Given records section start

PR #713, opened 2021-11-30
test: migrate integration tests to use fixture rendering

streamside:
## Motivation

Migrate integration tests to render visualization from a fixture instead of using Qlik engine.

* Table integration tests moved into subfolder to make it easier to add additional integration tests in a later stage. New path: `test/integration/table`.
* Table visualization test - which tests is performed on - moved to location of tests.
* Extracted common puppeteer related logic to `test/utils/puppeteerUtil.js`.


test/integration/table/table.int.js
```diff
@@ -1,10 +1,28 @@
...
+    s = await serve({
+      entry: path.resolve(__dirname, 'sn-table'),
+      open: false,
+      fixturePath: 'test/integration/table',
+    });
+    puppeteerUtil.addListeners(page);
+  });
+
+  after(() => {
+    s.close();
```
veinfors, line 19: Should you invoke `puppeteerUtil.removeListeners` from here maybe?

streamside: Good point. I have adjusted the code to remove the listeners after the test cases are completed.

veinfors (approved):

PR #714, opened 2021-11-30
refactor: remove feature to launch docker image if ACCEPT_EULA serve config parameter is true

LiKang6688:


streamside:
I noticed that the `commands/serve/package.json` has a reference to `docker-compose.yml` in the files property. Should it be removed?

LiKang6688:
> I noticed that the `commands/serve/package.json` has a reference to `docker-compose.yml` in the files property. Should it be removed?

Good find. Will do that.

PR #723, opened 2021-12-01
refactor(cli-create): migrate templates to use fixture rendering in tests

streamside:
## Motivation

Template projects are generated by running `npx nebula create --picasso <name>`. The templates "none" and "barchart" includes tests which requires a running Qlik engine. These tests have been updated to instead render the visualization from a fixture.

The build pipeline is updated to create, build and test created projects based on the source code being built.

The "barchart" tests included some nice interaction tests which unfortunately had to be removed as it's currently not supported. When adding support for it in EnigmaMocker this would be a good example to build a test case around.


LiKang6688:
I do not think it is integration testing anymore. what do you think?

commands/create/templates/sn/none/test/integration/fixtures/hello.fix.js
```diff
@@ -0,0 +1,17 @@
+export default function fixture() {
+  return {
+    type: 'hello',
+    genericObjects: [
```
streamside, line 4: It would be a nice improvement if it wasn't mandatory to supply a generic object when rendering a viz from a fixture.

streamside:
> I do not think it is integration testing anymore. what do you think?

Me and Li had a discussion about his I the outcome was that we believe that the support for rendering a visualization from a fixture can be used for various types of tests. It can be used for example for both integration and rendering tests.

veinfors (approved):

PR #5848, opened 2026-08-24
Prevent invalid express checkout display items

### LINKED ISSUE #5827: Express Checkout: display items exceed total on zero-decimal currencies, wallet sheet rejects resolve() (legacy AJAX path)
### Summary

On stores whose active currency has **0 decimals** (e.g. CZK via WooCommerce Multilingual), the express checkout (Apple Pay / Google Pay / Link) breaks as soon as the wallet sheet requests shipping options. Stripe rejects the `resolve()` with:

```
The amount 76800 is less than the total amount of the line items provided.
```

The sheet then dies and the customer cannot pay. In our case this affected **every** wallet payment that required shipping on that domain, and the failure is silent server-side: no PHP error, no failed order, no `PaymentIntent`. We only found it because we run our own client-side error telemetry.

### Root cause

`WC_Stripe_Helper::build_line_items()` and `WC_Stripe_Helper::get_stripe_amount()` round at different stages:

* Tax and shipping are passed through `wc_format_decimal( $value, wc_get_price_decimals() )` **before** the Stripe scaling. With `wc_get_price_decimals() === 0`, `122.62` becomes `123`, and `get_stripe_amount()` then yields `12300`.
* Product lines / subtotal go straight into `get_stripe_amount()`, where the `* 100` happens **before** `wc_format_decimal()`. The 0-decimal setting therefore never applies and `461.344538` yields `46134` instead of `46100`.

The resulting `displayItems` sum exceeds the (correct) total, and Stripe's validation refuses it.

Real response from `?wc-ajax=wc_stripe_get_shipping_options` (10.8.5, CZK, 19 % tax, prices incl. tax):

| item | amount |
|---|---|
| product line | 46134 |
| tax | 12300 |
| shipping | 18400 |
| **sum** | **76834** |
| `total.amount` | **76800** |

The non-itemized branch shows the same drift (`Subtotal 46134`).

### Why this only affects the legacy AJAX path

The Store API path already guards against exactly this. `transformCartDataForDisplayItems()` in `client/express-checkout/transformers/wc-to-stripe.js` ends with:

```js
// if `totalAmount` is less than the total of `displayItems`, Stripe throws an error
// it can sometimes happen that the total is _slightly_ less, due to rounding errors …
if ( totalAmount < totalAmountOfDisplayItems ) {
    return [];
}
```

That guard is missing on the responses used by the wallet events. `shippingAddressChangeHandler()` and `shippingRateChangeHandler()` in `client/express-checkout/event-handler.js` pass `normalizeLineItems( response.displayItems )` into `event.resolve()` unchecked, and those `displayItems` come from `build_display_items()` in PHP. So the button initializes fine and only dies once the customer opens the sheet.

Given records section end
Given records section start

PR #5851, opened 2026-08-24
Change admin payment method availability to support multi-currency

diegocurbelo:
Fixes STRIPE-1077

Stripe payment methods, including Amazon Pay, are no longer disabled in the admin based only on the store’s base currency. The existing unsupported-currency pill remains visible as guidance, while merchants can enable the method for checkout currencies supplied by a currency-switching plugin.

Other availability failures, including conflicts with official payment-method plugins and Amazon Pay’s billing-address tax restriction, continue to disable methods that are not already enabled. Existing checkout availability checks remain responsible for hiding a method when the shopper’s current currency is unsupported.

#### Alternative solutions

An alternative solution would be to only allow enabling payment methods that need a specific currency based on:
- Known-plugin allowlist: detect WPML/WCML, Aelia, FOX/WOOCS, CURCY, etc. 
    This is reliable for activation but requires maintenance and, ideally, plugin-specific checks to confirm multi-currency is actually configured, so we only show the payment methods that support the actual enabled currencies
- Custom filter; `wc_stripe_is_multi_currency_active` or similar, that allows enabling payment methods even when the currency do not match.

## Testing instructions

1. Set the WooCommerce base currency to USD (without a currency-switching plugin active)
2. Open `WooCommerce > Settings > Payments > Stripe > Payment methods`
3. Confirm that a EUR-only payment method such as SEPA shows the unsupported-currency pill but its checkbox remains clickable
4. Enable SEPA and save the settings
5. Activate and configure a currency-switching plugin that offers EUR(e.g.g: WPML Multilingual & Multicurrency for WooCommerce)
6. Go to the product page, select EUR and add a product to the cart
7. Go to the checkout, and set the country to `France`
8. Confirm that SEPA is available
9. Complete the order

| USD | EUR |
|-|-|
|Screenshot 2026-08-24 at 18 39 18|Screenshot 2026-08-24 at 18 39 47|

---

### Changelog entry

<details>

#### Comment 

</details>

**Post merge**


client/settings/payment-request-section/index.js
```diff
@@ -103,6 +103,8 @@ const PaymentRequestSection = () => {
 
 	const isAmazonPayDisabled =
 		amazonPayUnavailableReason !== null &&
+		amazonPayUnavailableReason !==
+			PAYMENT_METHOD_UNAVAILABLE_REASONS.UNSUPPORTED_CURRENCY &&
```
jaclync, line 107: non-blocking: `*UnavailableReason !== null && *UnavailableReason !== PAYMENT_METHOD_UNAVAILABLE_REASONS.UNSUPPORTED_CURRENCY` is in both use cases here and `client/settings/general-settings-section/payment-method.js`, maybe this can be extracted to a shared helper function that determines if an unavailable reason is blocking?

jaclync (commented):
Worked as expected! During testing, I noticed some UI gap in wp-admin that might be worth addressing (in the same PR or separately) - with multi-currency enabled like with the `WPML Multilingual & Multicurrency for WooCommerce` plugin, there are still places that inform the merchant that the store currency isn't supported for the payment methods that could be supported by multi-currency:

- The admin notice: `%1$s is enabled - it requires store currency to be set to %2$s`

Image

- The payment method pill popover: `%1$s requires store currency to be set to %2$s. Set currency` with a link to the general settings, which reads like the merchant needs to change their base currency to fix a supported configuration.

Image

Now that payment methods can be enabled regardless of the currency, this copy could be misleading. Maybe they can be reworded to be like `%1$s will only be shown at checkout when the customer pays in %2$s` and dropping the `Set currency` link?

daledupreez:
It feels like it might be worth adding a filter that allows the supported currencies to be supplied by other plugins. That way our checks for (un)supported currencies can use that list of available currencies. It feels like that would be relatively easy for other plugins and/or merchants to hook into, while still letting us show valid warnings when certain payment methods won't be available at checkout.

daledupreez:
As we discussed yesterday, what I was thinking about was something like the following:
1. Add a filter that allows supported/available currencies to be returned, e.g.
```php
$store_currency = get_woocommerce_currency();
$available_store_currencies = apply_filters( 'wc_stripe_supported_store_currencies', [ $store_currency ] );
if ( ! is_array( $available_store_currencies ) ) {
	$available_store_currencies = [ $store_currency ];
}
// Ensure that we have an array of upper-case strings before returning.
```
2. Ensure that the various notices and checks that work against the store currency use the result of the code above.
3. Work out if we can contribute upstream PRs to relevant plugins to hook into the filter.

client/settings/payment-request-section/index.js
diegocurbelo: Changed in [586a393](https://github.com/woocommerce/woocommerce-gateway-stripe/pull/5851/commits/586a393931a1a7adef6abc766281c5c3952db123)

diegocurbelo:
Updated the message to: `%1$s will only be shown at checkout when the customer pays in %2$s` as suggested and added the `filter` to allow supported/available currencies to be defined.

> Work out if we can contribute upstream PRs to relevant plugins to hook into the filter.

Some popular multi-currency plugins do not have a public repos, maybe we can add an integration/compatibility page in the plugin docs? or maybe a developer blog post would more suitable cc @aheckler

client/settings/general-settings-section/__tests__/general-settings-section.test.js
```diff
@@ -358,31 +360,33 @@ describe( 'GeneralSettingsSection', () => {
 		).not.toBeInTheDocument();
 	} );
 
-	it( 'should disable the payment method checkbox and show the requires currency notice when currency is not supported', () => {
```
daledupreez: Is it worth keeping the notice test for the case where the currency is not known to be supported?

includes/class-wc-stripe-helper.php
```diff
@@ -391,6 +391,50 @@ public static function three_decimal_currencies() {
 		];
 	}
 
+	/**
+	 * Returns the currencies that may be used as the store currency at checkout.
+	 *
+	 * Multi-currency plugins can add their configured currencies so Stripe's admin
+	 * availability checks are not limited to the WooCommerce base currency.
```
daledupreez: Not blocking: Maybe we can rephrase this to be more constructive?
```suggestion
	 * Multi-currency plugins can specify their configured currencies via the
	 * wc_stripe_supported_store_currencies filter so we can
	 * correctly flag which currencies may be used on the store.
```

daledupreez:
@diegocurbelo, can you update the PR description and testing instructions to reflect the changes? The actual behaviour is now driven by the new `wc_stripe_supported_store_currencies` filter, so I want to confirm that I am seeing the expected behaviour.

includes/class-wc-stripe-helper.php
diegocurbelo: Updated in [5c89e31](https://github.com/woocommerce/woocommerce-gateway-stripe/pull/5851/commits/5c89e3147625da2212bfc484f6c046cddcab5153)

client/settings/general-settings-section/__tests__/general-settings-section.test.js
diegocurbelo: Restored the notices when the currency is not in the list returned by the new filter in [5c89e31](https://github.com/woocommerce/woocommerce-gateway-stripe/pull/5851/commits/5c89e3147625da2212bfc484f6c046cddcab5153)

Given records section end
Given records section start

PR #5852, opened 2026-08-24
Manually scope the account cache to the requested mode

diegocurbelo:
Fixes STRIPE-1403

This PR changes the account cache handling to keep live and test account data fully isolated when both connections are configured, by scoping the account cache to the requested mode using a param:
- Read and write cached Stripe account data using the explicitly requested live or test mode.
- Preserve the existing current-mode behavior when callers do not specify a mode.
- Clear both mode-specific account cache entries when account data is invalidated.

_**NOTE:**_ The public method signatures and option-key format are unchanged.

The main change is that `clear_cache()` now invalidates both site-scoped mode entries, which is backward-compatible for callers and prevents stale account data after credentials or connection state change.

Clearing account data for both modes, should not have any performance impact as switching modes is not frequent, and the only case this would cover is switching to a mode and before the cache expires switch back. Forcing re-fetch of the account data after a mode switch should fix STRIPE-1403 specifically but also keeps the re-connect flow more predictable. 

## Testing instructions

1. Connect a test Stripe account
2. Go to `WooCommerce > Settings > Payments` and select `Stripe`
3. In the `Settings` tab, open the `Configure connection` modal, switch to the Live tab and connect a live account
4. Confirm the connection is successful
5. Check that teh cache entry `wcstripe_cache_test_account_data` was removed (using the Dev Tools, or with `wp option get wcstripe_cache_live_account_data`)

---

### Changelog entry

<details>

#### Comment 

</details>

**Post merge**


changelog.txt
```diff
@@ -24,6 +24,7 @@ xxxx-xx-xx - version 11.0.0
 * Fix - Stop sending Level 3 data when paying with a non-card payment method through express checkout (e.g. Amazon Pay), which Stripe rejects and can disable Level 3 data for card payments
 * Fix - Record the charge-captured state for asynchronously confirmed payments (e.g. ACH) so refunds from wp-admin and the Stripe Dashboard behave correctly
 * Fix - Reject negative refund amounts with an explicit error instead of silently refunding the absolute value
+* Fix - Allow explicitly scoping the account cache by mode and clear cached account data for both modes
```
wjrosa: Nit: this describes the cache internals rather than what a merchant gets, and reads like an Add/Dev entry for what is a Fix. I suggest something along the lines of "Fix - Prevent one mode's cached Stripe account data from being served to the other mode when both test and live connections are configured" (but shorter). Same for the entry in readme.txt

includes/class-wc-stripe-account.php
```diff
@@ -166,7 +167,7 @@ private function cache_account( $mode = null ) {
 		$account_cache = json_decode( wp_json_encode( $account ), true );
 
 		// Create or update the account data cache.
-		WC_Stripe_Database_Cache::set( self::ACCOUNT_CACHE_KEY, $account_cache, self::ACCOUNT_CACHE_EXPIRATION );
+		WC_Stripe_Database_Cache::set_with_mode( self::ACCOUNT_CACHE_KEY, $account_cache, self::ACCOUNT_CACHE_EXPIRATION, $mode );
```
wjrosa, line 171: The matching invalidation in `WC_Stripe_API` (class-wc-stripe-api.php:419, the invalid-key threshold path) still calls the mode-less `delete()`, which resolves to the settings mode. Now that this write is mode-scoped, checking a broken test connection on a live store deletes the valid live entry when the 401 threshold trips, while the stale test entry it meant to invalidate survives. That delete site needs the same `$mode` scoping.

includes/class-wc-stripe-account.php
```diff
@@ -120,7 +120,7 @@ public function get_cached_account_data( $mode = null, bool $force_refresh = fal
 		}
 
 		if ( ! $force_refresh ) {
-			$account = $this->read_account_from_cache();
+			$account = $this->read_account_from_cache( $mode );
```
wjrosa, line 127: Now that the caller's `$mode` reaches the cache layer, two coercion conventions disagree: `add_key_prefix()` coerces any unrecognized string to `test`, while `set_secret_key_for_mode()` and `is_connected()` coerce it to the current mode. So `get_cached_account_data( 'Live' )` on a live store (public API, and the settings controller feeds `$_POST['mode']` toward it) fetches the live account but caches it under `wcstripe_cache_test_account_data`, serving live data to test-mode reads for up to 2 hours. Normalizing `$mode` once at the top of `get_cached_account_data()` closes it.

Given records section end

**Try it:** Find "Good find. Will do that." in the entries above and copy that whole line exactly, then each line after it through the line that contains "### Summary".

**Solution:**
Good find. Will do that.

PR #723, opened 2021-12-01
refactor(cli-create): migrate templates to use fixture rendering in tests

streamside:
## Motivation

Template projects are generated by running `npx nebula create --picasso <name>`. The templates "none" and "barchart" includes tests which requires a running Qlik engine. These tests have been updated to instead render the visualization from a fixture.

The build pipeline is updated to create, build and test created projects based on the source code being built.

The "barchart" tests included some nice interaction tests which unfortunately had to be removed as it's currently not supported. When adding support for it in EnigmaMocker this would be a good example to build a test case around.


LiKang6688:
I do not think it is integration testing anymore. what do you think?

commands/create/templates/sn/none/test/integration/fixtures/hello.fix.js
```diff
@@ -0,0 +1,17 @@
+export default function fixture() {
+  return {
+    type: 'hello',
+    genericObjects: [
```
streamside, line 4: It would be a nice improvement if it wasn't mandatory to supply a generic object when rendering a viz from a fixture.

streamside:
> I do not think it is integration testing anymore. what do you think?

Me and Li had a discussion about his I the outcome was that we believe that the support for rendering a visualization from a fixture can be used for various types of tests. It can be used for example for both integration and rendering tests.

veinfors (approved):

PR #5848, opened 2026-08-24
Prevent invalid express checkout display items

### LINKED ISSUE #5827: Express Checkout: display items exceed total on zero-decimal currencies, wallet sheet rejects resolve() (legacy AJAX path)
### Summary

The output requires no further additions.